When you reach the line containing "PR #4868, opened 2026-08-15" in the records below, start copying exactly, and stop once you have copied the line containing "When the documentation".

Records for processing Start Marker

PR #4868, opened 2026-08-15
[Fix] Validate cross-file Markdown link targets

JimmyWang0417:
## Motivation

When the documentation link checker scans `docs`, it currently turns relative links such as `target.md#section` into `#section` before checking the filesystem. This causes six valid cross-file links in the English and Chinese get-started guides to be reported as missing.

Records for processing End Marker
Records for processing Start Marker

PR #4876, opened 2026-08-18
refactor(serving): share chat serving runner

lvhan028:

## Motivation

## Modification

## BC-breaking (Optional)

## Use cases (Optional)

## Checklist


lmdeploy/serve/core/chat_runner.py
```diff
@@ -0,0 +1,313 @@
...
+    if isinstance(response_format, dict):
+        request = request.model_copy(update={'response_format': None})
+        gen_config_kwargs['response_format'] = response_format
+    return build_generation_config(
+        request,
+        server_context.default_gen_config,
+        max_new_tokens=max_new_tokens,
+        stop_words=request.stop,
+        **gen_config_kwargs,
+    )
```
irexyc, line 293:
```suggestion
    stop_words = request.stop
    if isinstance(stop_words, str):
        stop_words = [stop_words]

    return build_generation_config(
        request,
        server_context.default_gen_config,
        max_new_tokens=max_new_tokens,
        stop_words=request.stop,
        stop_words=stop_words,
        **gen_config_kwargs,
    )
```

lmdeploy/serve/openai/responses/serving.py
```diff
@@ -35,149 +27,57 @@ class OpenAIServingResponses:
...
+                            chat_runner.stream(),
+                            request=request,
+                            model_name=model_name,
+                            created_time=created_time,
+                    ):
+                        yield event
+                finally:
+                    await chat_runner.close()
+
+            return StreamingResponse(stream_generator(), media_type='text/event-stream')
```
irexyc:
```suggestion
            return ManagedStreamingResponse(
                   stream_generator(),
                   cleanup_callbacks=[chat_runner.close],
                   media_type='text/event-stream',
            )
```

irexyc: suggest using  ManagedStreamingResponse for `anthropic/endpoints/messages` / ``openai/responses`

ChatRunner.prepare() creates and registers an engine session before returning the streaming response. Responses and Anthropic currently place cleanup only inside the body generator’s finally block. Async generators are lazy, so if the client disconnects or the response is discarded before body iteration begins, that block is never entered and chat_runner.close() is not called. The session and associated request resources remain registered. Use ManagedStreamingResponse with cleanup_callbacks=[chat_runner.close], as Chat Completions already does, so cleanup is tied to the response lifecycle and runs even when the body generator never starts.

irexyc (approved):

Records for processing End Marker
Records for processing Start Marker

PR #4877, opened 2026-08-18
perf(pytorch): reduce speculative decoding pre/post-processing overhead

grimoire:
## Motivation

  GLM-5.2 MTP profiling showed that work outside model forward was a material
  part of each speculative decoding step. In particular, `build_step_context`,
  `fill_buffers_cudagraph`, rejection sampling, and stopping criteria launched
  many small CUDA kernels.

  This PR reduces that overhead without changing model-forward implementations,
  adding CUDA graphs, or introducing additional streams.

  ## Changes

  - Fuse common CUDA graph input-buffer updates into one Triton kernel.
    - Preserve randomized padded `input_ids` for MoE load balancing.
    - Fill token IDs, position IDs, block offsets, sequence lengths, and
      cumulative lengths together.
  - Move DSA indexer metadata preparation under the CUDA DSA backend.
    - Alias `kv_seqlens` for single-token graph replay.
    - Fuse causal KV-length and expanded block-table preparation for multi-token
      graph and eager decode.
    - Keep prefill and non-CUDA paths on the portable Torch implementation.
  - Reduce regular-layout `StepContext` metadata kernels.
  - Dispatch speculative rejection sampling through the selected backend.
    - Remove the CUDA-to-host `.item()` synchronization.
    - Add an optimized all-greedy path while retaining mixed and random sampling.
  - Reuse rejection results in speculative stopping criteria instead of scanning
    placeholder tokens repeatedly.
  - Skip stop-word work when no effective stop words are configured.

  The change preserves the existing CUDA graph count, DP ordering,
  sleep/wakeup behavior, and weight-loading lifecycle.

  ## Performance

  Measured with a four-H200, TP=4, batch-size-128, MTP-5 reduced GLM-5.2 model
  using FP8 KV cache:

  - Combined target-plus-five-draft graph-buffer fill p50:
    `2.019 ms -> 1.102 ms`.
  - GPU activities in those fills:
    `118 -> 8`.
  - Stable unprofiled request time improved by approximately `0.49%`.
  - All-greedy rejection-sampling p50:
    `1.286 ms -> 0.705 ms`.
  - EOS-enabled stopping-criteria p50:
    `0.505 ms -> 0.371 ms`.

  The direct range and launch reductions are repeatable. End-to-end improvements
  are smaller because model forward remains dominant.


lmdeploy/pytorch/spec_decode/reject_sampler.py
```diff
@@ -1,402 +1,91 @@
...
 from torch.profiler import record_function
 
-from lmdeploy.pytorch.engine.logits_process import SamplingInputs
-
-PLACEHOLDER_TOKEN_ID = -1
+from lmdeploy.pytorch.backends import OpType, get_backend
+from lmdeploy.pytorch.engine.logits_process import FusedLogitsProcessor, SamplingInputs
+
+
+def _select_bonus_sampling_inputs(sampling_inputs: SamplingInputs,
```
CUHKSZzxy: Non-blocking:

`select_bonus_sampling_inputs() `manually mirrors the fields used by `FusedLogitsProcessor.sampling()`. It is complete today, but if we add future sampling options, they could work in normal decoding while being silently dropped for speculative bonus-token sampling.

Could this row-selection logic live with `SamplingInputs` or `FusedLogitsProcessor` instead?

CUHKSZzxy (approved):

Records for processing End Marker

* **Exercise response**
PR #4868, opened 2026-08-15
[Fix] Validate cross-file Markdown link targets

JimmyWang0417:
## Motivation

When the documentation link checker scans `docs`, it currently turns relative links such as `target.md#section` into `#section` before checking the filesystem. This causes six valid cross-file links in the English and Chinese get-started guides to be reported as missing.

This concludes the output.